The city is a total interior. Like a new kind of nature, urban mediums proliferate indefinitely, pervading all available space. Their atmospheric qualities are not only defined by the weather, but by a growing range of substances and forces that form a vast ocean of chemicals, energy and information. The ghost architecture that inadvertently penetrates the objects and assemblages present in our daily lives is as important for the qualification of our environment as traditional, solid and visible architecture. Consequently, there is virtually no context (social, political, professional) where material practices can simply ignore such environmental densification.
We live immersed in a complex and—largely artificial—active environment that we voluntarily or involuntarily incorporate to our bodies in a process where ultimately the subject and the environment form a common substance.
This is the starting point of our research: through a series of essentially architectural processes that can be called 'urban enchantments,’ individuals and objects come to share a reciprocal impregnation. This spatial erotica consists of the relationship, sometimes unnoticed and violent, sometimes playful and hedonistic, between subject and medium.
This research aims at the construction of an expanded and multifaceted idea of environment through the analysis of its quintessential components and physical stimuli, here called ambient effects. Such effects are inevitably accompanied by two key elements. On the one hand there is Structure, which refers to the objects or devices that produce them. On the other hand, the Affect experimented by the subject; namely, the emotional and physiological consequences involved in effect assimilation. The resulting three interlinked concepts, Structure-Effect-Affect, provide the overall conceptual structure of this study.
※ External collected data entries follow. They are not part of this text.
PR #1444, opened 2026-08-25
feat: Apple Core AI provider

i386:
## What this adds

The **Apple Core AI provider** — run inference through Apple's on-device foundation models as a first-class mesh provider on macOS Apple Silicon (experimental).

**Capabilities**
- **Apple system-model inference** — an experimental provider backed by Apple's on-device foundation models, exposed to the mesh like any other backend.
- **Provider-host lifecycle APIs** across every SDK — Rust, Swift, Node.js, and Kotlin — to start, supervise, and stop a provider host (`start_provider_host`, `ProviderHostHandle`, `ProviderRuntimeOptionsNative`).
- **Packaged provider runtimes** — discovery, manifest validation, caching, downloading, and secure (signed) installation of provider executables, with a `providers/apple` package + notarization-ready packaging script.
- **OpenAI-compatible loopback serving** — streaming, structured output, tool calls, and status reporting through the standard OpenAI surface.
- **Provider-aware mesh routing** — load-based target selection, capacity metrics, failover, and unhealthy-route withdrawal; explicit-only provider models are excluded from auto/degrade candidate sets so they're never picked implicitly.
- **Network UI** — Apple model recognition and provider load reporting.

## Which PRs this replaces

Collapses the stacked Apple Core AI patch queue into this single PR against current `main`:
`#1249 → #1250 → #1252 → #1255 → #1256 → #1259 → #1260 → #1261 → #1281`

Those PRs were stacked on a base that `main` has since rewritten (Nick flagged #1252 as unmergeable — 16 conflicting paths). This branch reconciles the full stack onto current `main` as one reviewable change and closes the originals.

Closes #1249, #1250, #1252, #1255, #1256, #1259, #1260, #1261, #1281

## Rebase reconciliation onto the rewritten base

- **Affinity:** `main` relocated target selection into the shared `mesh-llm-routing` crate. Added `affinity_selected` to the shared `TargetSelection` and set it in `select_model_target_from_keys`. Provider-preference routing reads it: a plain load-balanced pick may be redirected to a provider host, but an affinity/sticky decision stays authoritative.
- **Ingress / transport:** reapplied provider routing onto `main`'s refactor — `route_model_request` now lives in `transport_route_model.rs`, and the MoA degrade path moved to `context_selection::select_degrade_model`.
- **FFI:** ported the provider-host bindings into `main`'s modular `mesh-llm-ffi` layout and regenerated the Swift bindings from the UDL.
[...]

PR #1446, opened 2026-08-25
ci: expose macos27 Apple runner policy

i386:
## Summary

- Expose an Apple-capable `runner_macos_apple` output from the centralized runner policy.
- Map that semantic output to the newly available `macos27` runner label.
- Add selector regression coverage across hosted and Depot policy branches.
- Route no existing CI row in this prerequisite.

## Why this is separate from #1444

PR workflows intentionally load `select-ci-runners` from protected `main`. The Apple provider row on #1444 therefore cannot consume a new runner-policy output introduced only by its own branch.

A bounded branch dispatch demonstrated that boundary: the lane loaded the current `main` selector, received no `runner_macos_apple` output, and failed before creating the Apple matrix job. Once this prerequisite lands, #1444 can consume the trusted output and run its dedicated `macos-apple` row on `macos27` without adding a raw-label fallback.

Evidence: https://github.com/Mesh-LLM/mesh-llm/actions/runs/32908562559

## Validation

- `actionlint -config-file .github/actionlint.yaml`
- `python3 -m unittest scripts.tests.test_ci_artifact_actions` — 45 passed
- `git diff --check`

## Summary by CodeRabbit

* **New Features**
  * Added support for selecting the `xcode-27` GitHub-hosted runner label.
  * Exposed the selected Apple macOS runner label for supported workflows.
  * Clarified that `xcode-27` provides a macOS 26.5 host with the macOS 27 SDK.

* **Tests**
  * Updated validation for the new runner-selection output.

* **Documentation**
  * Documented runner capabilities and platform/toolchain requirements.

### DIFF
--- a/.agents/skills/manage-ci/references/current-inventory.md
+++ b/.agents/skills/manage-ci/references/current-inventory.md
@@ -418,9 +418,16 @@ permission.
 ## Providers and variables
 
 GitHub-hosted labels are `ubuntu-24.04`, `ubuntu-24.04-arm`, `macos-15`, and
-`windows-2022`. Central policy also exposes the Xcode 27-capable `macos27`
+`windows-2022`. Central policy also exposes the GitHub-hosted `xcode-27`
 label as `runner_macos_apple` for the follow-on Apple-provider platform row;
-this prerequisite does not route an existing row to it. Depot labels are
+this prerequisite does not route an existing row to it. That image is an
+Xcode 27 toolchain lane: today it runs a macOS 26.5 host with the macOS 27
+SDK (actions/runner-images#14404), so the output names the Xcode capability,
+not a macOS 27 host OS. Rows that need an actual macOS 27 host must wait for
+a host image (GitHub or Depot) that provides one — Depot's current
+`depot-macos-26` tops out at macOS 26/Xcode 26.6. #1444 must assert
+`sw_vers`, `xcodebuild -version`, and the selected SDK before doing work, and
+decide compile-only vs test accordingly. Depot labels are
 selected only by `select-ci-runners`; no workflow accepts a raw provider label.
 Trusted main Linux requires
 `DEPOT_RUNNERS_ENABLED=true`. An exact same-repository PR revision may use the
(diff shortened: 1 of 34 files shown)


ndizazzo (changes requested):
Requesting changes. The semantic runner output is the right shape for the protected-main workflow boundary, but the current head cannot be merged.

1. Commit `3facd3085` added about 990 unrelated docstring lines and changed 13 scripts from executable to non-executable. The Quality job now fails when `restore-native-sdk-input.sh` invokes `scripts/safe-extract-tar.py` and receives "Permission denied": https://github.com/Mesh-LLM/mesh-llm/actions/runs/32911811162/job/98007648490. Please revert the auto-fix commit rather than retain the unrelated edits.

2. `runner_macos_apple` emits `macos27`, but GitHub's hosted Xcode 27 labels are `xcode-27` and `xcode-27-xlarge`: https://github.com/actions/runner-images/issues/14404. Unless `macos27` is a separately provisioned organization runner, this leaves the downstream job waiting for a label that no runner owns. The inventory calls this GitHub-hosted, so the checked-in value and test expectation need correction. If it is an organization alias, document and verify that external runner contract.

3. Correcting the label alone does not establish the capability promised by the output. GitHub's `xcode-27` image currently runs macOS 26.5.2 with the macOS 27 SDK, while PR #1444 declares `.macOS(.v27)` and runs `swift test`. Please decide whether this is a compile-only Xcode 27 lane or a test lane that requires an actual macOS 27 host. Split those roles if necessary, and assert `sw_vers`, `xcodebuild -version`, and the selected SDK before doing work.

Depot does have M4 macOS runners, but its current `depot-macos-26` image provides macOS 26 and Xcode through 26.6, so it is not a drop-in replacement for this row today: https://depot.dev/docs/github-actions/runner-types. Keep the Apple role semantic so it can select Depot when Depot offers the required OS and toolchain. If the provider can target macOS 26, lower that requirement explicitly and route the role through the existing Depot trust and cache gates.

After fixing the patch, run the repository's required `just ci-validate` contract. The narrow artifact-action test listed in the PR did not catch the executable-bit regression.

Three main sections are proposed. The first one investigates the concept of ambient effect in different ways: as an artistic figure, as the origin of a new spatial paradigm originated within scientific practices and, finally, as an aesthetic category. The middle section deals with the relationship between structure and effect, and focuses on the construction of certain artifacts and assemblages whose sole purpose is to characterize space by environmental emissions only. Finally, the third part investigates architecture’s quest for ultimate ambiental materiality, that is, a space where structure, atmosphere and psyche finally converge.
The strategies, from the epistemological to the technical, leading to the production of all kinds of effects—be they ornamental, emotional or physiological,—and the practices that focus on effects and not the objects from where they come, will be studied. All of them will open new windows to a contemporary notion of environment and will contribute to the construction of new living habitats.